Bastante gente sabe que minha banda preferida (em empate técnico com os Beatles, mas Beatles é hors concours) são os Ramones. Hoje me deu vontade de escrever o porquê disso.

Vejamos o que era a tendência do rock no início dos anos 70, pouco antes do Ramones (pelo menos a tendência do rock "mainstream"): Led Zepelin com solos de guitarra de meia-hora. Bandas progressivas como Pink Floyd com sua música extremamente elaborada, com alta qualidade técnica e raios laser. Psicodelia total de caras como David Bowie e a última fase dos Beatles. Prodígios da guitarra como o Jimi Hendrix e bandas mais próximas do metal ou hard rock como o Black Sabbath e o Deep Purple.

Todas bandas tecnicamente sensacionais. Não se pode questionar a arte desses caras (embora se possa gostar ou não gostar). Mas todas elas meio que se afastavam do rock básico, original, simples, trivial mas verdadeiramente rock. Baixo bateria e guitarra. 1-2-3-4! Músicas rápidas, mensagens poderosas. Uma rebeldia que talvez a "nerdice" musical do Pink Floyd ou do Led não representasse mais, pelo menos não com a mesma energia (na minha visão).

Aí, nesse cenário o Ramones aparece, chuta o balde e traz de volta o rock simples, mas que sendo simples tinha dominado o mundo nos anos 60. E trazem o rock simples ainda mais rápido e potente do que era antes. Com letras escrachadas. Traz a diversão e a alegria de volta. Traz o punk rock! E a partir daí surgem milhares de bandas pelo mundo todo, do Sex Pistols ao Green Day, e, ao menos pela atitude, se não tanto pelo som, até o grunge do Nirvana. Não dá pra desqualificar os caras por não terem a técnica de guitarra do Hendrix ou do Jimmy Page. A ideia não era essa.

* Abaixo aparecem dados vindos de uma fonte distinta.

PR #2002, opened 2026-09-19
[AIR] Replace the memtile fan-in/fan-out daisy chain with a per-slot rendezvous

erwei-xilinx:
The second defect behind #1984 — the one that survives the `DECODE_STACK` fix in #1998. gemma4-e2b's PLE decode hangs in firmware TDR on NPU2 Krackan: 7 of 20 dispatches at `default` power mode, `ERT_CMD_STATE_TIMEOUT` and `ERT_CMD_STATE_ABORT` at the 7.0/9.0 s watchdog.

## Cause

A cyclic wait between AIR's serialized fan-in chain lock and a shared switchbox arbiter.

`buf143`/`buf162` on `mem_tile_2_1` gather the four projection columns: a chain-lock fan-in set, 4 writers, 2 ping-pong slots. `pickChainBdLocks` daisy-chained them, `cap → W0 → W1 → W2 → W3 → R → cap`, imposing a compile-time total order on arrivals that are independent at runtime — four free-running herds in four columns.

All four gather streams egress to the shim row and travel west. Switchbox (2,0) has 9 masters and 6 arbiters, so three pairs must share, and the pathfinder put W0 and W2 on arbiter 1 (W1 and W3 on arbiter 2). A master port is backpressured until its S2MM channel's lock frees, and an arbiter granted to a stalled packet cannot grant another slave. So when ping-pong lets the east columns run a round ahead, W2's packet wins arbiter 1, stalls on W1's chain token, and holds the arbiter W0 needs — W0 being the writer the whole chain is waiting on.

It predicts the per-herd bisect cell by cell:

| blk0 PP | blk1 PP | pass |
|---|---|---|
| no | yes | 0/20 |
| yes | yes | 4/20 |
| yes | no | 20/20 |
| no | no | 19/20 |

Only run-ahead of the *late* stages matters, because an earlier stage holding the arbiter cannot close a cycle — the later stage was waiting on it anyway. The PLE is the amplifier, not the cause: it lengthens the reader's credit-return path so the stall window is wide enough to overtake.

## Fix

Each buffer **slot** gets its own (capacity, signal) pair instead of chaining the stages. For slot `s`, the multi side acquires `cap[s]` by 1 and releases `sig[s]` by 1; the single side acquires `sig[s]` by N and releases `cap[s]` by N, with `cap[s]` primed to N. Each slot is a counted barrier and the N participants are mutually unordered, so an early arrival costs latency and can never hold a resource an earlier stage needs. Run-ahead stays bounded to `pp_slots`.

Indexing by slot is what makes a counted lock work here, and is why the daisy chain looked necessary: one shared counting semaphore cannot bound per-participant run-ahead, and an AIE2 BD has exactly one lock-acquire and one lock-release field, so an N-way join is not expressible either. Per-slot counted locks need neither.

## Scope

- **Refeed buffers keep the daisy chain** (`ChainLockSet::serialized`). Their credits come from `air.refeed_count`, not the participant count, and they never get a ping-pong twin. `memtile_chain_lock_v2_refeed.mlir` passes untouched.
- **`air.no_chain_lock` stays honored for fan-out only**, so tagged designs keep their lowering. It is now a no-op in practice, but changing that isn't this PR's business.
- `use_lock_race_condition_fix_v2` defaults off; only `fused_decode` and `fused_decode_ple` enable it.

## Validation

On device at `default` power mode, same tree and geometry apart from the lock template:

| build | result |
|---|---|
| daisy chain (control) | **7/20** — 11 TIMEOUT, 2 ABORT |
| per-slot rendezvous | **40/40**, mean 65.1 ms |

Both emit identical logits. No performance change — the control's non-hanging dispatches run 64.5–64.6 ms against the fix's 65.1 ms mean.

`check-air-mlir` 557 tests, 539 passed, 0 failed. `check-air-cpp` 1/1. clang-format 17 clean. `fused_decode`, the other v2 user, compiles clean.

Four tests pinned the old chain and now assert the new invariant — every participant takes the *same* lock for a given slot. `memtile_chain_lock_v2_fanin_n3.mlir` is new: it pins the credit count to the participant count rather than the constant 4, and covers an odd N.

## Follow-up

`run_npu2_sweep.lit` has all eight contexts in `--expect-fail` and `run_npu2_profile.lit` skips decode, both marked temporary. Flipping them needs #1998, #2000 and this all landed, so it's a separate PR.


erwei-xilinx:
Closing: the fix in this PR is unsound.

A counted semaphore tracks arrivals, not distinct participants. With `cap[s]` primed to N, a single writer can consume all N credits across successive rounds — W0 alone taking t0, t2, t4, t6 drives `sig[0]` to 4 — and the reader then drains a slot whose other subregions are stale. Verified against the emitted gemma4 IR, so the "Validation" table above does not mean what it says: the pass rate improved for a reason other than the barrier being correct.

It is not patchable. Per-participant gating needs N private locks the reader must release, and an AIE2 BD has exactly one lock-acquire and one lock-release field, so the N-way join is not expressible. That constraint is what made the daisy chain look necessary in the first place.

The root cause in the "Cause" section above still holds and is unaffected by this — the defect is in the proposed remedy only. The hang is fixed instead by declining ping-pong for herds that feed a serialized fan-in chain, which removes the run-ahead rather than changing the lock template. Measured 2760/2760 against 24/160 on the unguarded build. That change will come as its own PR.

Não estou desmerecendo as bandas que citei acima, só estou colocando o contraste do Ramones com todas elas e colocando a ideia de que o Ramones era necessário naquele momento pra trazer o rock de volta (e hoje também, seria necessário que surgisse uma banda assim. Quem nos dera...), mostrando que eles representaram algo realmente dissonante com a realidade da época, com alta criatividade e originalidade. Isso pra mim é arte pura.

Fazendo uma analogia com guerras, já que o rock tem muitas vezes algo de violento, o metal soa como um tanque de guerra: Sólido, lento e pesado. O punk como uma metralhadora: Rápido, ágil e mortal. Ambos tem seu lugar e sua aplicação na guerra. Eu prefiro as metralhadoras. Mas respeito e de vez em quando até ouço os tanques.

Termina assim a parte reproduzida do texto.